In 2010, King was appointed a full professor under a clause that allowed adjuncts with sufficient published research and who had also maintained 12 years of service to be appointed at rank with tenure. 

“Three years later I was appointed head of the Department of English — something that was unimaginable when I arrived thirty years earlier,” said King. 

King’s work on Philip Pullman has been particularly notable. In 2005, her article on Pullman’s Clockwork was named Outstanding Article of Literary Criticism in Children’s Literature by the Children’s Literature Association of America.

“That unexpected recognition of my scholarship was welcome confirmation of my strengths as a critic,” said King. 

Her publication, The Collected Poems of Amelia Alderson Opie, which she co-edited alongside Professor John Pierce, remains her “most cherished contribution to scholarship.”

“While I can happily imagine leaving behind committees and meetings, it is much harder to think about leaving behind teaching and research,” said King, who looks forward to embarking on a long-anticipated digital humanities project: a web-based edition of the correspondence of Amelia Opie with her cousins, RA Henry Perronet Briggs and his wife, based largely on letters held in the Huntington Library.

“But then there will also be the call of the paeonies and listening to the bird song in my garden.”

Patricia Rae

“My connection to Queen’s English department goes back a very long way – to being a teenager!” said Rae, who completed her Bachelor of Arts at Queen’s in the 1973.

“This department was where I first discovered literature and determined that I wanted to spend my life studying and teaching it.”

Rae remains especially grateful to the teachers who inspired her: George Whalley, Doug Spettigue, Cathy Harland and George Logan.

An award-winning modernist scholar, Rae has published books and articles on modernist poetry and pragmatist philosophy, including The Practical Muse, and on the theory and practice of mourning, including Modernism and Mourning. In recent years, her research has focused on rereading the works of George Orwell through the lens of literary modernism.  

Her substantial monograph on Orwell is nearing completion, and she is editing a volume of essays on new approaches to teaching his work.  She has also published widely on the literature and culture of the Spanish Civil War and is an enthusiastic participant in the SSHRC-funded Canada and the Spanish Civil War Project.   

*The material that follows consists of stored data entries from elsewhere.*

PR #243, opened 2018-04-11
Updated index method

mmphego:
Add additional members on index, ie update/change html metadata


chriddyp:
Thanks for the PR @mmphego ! I'm going to close this in favor of a new, more abstract proposal #265

PR #252, opened 2018-05-02
setuptools installation fixes

moorepants:
- Added dash_renderer as a dependency in setup.py.
- Added the LICENSE to MANIFEST.in.

Came across these when packaging for conda forge: https://github.com/conda-forge/dash-feedstock


chriddyp:
💃 Thanks!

In 1984, Rae briefly returned to the department after completing a DPhil at Oxford University and worked as a teaching fellow and SSHRC postdoctoral fellow. After a stint at the University of Victoria, Rae returned to the department in 1989 as a Canada Research Fellow and assistant professor, becoming a full professor in 2007.

“Throughout my graduate studies at Oxford, my dream was to return to Queen’s to teach and I got my wish.”

Rae made history in 2002 when she became the first woman to serve as head of the department. 

“The headship is never an easy job,” said Rae. “I was an associate professor and a fairly new mother at the time and the combination was, let’s just say, stressful.  However, the amazing team of secretaries who really ran the department — Karen Donnelly, Sherril Barr, and Kathy Goodfriend — made everything infinitely easier than it would otherwise have been.”

During her tenure as head, Rae prioritized hiring faculty and growing the reach of the blossoming creative writing program. 

“Like every head, I did my best to defend the kind of work we do in the humanities — the labour-intensive work of doing solid research, the equally demanding work of teaching and marking stacks of essays — to the powers-that-be.”   

“I think of myself as retiring from teaching but not from research,” said Rae, who will concentrate on completing her book projects and some commissioned essays on Orwell.

“I’ll miss our wonderful students and the alchemy of the classroom more than anything.”

As these scholars begin their retirements, please join the department in thanking Berg, King and Rae for their service and wishing them the best for the next chapter of their lives.